Records drawn from a dataset
•••••

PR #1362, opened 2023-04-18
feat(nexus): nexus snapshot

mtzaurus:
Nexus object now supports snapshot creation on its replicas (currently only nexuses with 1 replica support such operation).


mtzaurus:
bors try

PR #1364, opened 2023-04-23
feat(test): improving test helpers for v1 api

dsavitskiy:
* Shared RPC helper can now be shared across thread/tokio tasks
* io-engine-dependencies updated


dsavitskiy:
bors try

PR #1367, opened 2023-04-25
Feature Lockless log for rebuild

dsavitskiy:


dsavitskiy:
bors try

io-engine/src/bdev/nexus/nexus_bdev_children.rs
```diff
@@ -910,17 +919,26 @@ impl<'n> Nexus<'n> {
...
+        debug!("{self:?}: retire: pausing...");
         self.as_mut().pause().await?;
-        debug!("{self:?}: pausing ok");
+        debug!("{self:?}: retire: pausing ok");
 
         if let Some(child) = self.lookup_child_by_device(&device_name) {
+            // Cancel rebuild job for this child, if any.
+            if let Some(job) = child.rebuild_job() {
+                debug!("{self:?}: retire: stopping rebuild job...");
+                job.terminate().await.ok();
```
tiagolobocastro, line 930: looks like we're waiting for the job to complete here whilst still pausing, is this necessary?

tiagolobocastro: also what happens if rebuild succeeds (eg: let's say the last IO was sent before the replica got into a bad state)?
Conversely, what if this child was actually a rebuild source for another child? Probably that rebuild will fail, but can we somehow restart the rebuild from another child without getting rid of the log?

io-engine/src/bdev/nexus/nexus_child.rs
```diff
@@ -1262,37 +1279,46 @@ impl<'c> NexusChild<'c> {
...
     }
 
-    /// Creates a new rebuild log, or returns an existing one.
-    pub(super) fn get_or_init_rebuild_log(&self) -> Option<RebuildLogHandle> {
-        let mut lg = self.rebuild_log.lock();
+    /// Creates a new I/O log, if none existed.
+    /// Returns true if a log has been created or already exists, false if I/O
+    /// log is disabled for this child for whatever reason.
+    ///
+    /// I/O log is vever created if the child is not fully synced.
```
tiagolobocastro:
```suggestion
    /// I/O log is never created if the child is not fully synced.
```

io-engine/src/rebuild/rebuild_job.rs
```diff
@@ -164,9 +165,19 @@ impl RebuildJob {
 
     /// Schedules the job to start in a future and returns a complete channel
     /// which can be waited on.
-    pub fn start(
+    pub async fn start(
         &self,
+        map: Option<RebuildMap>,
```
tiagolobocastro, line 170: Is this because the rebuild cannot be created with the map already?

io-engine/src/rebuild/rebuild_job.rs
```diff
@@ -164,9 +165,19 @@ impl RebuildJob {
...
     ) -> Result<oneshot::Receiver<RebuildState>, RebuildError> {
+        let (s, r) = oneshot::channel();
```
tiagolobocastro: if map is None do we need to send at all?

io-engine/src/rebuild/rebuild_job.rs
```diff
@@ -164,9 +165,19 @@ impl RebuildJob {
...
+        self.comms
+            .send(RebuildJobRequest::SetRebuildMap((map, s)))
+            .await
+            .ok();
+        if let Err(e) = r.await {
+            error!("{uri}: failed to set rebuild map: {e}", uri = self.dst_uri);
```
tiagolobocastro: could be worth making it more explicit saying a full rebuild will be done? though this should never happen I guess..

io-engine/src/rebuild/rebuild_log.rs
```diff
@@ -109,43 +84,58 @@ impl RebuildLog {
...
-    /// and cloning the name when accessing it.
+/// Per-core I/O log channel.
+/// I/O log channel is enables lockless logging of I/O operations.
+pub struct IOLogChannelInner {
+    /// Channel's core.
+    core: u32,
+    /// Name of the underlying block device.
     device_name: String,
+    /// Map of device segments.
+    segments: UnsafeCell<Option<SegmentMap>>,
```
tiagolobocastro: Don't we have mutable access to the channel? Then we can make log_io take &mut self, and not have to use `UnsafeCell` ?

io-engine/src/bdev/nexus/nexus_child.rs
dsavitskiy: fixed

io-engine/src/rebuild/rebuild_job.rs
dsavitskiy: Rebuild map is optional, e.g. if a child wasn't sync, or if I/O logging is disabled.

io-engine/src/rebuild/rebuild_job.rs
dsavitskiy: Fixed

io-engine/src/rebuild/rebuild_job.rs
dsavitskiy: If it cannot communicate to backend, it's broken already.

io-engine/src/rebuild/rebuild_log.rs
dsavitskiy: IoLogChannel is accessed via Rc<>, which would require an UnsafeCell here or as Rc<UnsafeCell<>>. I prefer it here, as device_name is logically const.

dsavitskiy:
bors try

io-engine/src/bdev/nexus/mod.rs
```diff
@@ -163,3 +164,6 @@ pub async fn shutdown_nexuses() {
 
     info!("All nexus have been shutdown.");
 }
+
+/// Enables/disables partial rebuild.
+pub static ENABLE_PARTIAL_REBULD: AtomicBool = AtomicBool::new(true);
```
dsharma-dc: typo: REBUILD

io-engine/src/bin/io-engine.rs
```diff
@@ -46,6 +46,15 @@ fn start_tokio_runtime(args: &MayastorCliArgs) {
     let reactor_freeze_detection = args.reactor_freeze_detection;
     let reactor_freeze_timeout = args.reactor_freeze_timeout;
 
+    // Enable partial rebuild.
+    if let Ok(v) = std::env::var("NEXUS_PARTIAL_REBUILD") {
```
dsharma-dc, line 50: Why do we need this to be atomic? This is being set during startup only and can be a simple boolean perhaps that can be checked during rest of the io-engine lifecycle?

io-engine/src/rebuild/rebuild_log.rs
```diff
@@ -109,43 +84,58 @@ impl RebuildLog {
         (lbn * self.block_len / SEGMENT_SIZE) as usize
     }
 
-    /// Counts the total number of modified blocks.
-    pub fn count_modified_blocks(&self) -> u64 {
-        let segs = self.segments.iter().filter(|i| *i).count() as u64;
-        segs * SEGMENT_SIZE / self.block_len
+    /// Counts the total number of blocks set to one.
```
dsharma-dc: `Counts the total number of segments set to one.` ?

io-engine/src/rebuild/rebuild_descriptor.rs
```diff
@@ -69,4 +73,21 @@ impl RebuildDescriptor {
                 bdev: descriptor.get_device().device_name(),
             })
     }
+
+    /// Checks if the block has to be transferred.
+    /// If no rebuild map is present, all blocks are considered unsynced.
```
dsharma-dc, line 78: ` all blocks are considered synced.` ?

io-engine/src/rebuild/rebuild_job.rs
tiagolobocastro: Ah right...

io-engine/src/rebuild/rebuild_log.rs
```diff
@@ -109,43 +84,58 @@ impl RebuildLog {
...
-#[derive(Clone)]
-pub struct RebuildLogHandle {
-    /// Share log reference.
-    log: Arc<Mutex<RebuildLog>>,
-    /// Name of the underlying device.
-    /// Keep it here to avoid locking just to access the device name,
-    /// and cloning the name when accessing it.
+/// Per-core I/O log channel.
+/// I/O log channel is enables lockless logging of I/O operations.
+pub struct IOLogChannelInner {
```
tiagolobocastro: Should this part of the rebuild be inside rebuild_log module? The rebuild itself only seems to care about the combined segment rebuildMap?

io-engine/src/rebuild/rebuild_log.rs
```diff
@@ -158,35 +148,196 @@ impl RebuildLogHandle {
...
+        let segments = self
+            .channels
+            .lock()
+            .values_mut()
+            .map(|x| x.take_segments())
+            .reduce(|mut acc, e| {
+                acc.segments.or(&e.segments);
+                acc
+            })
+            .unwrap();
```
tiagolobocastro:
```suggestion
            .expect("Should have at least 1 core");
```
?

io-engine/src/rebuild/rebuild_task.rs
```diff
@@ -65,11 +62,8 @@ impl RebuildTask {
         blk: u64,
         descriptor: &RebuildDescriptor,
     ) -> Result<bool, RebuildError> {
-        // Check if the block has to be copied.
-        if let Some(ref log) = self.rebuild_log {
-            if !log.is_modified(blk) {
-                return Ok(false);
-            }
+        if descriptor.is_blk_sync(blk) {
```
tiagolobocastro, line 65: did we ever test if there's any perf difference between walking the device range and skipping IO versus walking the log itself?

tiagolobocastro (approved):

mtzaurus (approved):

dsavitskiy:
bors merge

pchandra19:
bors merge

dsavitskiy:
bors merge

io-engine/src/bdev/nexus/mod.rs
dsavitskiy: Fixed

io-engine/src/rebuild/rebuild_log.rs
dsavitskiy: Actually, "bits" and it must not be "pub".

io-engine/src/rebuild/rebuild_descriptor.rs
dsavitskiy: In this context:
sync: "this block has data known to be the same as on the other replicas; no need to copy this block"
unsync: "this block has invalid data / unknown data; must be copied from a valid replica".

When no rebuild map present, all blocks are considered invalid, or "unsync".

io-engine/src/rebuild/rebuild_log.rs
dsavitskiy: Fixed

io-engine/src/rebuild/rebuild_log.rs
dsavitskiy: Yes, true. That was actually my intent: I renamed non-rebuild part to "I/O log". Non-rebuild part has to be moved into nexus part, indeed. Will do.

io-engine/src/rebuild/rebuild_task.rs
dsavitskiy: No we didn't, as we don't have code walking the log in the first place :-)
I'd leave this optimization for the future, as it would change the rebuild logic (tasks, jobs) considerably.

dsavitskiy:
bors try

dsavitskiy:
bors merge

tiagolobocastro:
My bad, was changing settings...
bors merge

•••••

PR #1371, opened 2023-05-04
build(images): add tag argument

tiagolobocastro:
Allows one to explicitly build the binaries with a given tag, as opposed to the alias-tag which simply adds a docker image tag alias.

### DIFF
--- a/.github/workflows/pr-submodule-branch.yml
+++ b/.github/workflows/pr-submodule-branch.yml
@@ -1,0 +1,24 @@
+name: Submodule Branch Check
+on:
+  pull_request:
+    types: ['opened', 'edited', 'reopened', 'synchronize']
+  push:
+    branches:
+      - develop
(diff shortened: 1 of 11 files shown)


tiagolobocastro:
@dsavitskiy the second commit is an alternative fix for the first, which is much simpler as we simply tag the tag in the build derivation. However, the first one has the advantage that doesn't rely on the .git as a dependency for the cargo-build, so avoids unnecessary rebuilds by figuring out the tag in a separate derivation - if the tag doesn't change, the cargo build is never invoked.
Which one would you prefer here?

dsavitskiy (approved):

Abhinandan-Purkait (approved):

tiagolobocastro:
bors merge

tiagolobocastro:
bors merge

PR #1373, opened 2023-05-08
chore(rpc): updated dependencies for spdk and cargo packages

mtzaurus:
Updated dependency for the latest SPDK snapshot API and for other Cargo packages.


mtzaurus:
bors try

•••••

Task instructions: From the data above, reproduce word for word the lines running from the line with "PR #1362, opened 2023-04-18" to the line with "PR #1364, opened 2023-04-23", ends included.

Answer below:
PR #1362, opened 2023-04-18
feat(nexus): nexus snapshot

mtzaurus:
Nexus object now supports snapshot creation on its replicas (currently only nexuses with 1 replica support such operation).


mtzaurus:
bors try

PR #1364, opened 2023-04-23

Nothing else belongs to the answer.